● Problem to work on
Tell me how many lines in the entries below contain the word "first"; reply with the number and nothing else.

Given records section start

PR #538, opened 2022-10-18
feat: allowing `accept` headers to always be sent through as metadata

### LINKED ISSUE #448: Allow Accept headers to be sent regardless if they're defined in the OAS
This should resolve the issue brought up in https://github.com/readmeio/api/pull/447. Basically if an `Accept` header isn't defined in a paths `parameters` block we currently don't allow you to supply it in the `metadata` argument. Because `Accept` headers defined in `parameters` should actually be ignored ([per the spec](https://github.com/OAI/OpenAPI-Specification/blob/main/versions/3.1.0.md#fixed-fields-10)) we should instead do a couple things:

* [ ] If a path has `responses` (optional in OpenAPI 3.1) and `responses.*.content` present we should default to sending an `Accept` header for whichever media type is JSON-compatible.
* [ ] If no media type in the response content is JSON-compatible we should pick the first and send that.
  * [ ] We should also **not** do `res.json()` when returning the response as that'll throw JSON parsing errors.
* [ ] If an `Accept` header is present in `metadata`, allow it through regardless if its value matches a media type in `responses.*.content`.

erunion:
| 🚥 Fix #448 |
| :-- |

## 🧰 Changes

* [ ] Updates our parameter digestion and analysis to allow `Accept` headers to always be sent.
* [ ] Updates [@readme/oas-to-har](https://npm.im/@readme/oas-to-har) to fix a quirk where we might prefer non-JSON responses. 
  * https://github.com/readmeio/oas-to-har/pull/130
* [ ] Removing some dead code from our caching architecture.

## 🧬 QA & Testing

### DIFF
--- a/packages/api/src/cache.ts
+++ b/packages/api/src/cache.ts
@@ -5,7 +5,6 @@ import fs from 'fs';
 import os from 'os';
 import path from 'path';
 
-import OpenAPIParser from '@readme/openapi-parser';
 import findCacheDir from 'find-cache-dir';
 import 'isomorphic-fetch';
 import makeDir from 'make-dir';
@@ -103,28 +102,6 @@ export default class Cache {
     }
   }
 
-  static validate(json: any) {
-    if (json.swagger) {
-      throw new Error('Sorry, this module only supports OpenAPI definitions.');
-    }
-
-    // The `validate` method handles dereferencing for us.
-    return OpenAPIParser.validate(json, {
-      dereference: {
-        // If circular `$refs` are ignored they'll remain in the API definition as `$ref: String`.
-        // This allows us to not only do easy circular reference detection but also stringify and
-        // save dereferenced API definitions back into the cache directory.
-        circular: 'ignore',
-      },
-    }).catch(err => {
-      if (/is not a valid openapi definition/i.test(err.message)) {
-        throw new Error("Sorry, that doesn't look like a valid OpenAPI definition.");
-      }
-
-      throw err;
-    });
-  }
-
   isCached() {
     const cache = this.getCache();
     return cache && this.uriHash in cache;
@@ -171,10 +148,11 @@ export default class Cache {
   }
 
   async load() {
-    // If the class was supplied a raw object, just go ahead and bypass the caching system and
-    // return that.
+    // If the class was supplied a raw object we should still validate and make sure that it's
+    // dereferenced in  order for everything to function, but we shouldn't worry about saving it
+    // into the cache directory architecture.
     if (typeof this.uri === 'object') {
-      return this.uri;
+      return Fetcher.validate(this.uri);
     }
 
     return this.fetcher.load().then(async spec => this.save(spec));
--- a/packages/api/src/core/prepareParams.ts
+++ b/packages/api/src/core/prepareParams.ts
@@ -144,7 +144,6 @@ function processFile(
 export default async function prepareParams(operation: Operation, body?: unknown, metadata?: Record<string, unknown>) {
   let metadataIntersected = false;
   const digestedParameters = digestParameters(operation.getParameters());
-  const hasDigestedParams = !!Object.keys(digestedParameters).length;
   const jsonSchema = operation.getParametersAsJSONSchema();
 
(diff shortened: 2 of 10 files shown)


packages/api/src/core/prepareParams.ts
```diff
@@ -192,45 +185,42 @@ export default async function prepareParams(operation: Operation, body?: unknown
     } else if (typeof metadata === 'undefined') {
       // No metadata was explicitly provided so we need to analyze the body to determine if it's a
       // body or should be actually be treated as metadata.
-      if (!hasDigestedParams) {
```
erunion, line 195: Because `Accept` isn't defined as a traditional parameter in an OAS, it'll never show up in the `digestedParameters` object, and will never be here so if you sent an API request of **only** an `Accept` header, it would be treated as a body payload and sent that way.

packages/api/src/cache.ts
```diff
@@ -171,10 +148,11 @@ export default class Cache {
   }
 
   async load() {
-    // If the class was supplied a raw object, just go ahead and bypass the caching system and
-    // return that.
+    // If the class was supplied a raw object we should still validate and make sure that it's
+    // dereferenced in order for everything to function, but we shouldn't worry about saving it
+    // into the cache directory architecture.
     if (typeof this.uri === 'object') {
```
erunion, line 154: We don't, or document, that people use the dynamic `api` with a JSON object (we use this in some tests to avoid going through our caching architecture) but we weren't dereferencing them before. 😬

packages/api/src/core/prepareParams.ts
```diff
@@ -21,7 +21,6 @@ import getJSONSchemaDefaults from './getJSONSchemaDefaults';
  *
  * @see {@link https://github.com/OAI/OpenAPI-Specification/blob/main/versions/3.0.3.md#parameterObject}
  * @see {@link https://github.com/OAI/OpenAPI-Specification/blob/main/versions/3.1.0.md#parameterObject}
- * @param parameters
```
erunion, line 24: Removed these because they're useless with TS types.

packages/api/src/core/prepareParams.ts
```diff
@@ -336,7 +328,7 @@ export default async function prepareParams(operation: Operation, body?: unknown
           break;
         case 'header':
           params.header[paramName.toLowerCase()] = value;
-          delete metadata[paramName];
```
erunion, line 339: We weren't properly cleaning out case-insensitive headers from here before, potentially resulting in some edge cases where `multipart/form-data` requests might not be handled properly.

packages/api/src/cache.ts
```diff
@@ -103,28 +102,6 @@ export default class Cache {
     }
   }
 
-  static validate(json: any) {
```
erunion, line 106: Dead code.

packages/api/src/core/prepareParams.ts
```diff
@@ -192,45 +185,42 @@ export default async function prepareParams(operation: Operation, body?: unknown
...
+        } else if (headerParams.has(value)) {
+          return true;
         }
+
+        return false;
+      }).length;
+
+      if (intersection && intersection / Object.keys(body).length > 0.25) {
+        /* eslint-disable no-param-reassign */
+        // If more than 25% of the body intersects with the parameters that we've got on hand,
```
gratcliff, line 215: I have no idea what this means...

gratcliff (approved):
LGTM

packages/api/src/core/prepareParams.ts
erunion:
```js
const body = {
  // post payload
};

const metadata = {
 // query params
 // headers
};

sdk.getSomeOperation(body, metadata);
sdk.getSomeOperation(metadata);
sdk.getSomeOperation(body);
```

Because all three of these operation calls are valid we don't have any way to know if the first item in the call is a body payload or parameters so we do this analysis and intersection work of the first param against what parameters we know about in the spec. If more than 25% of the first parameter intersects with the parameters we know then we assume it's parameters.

Given records section end

● Reply
2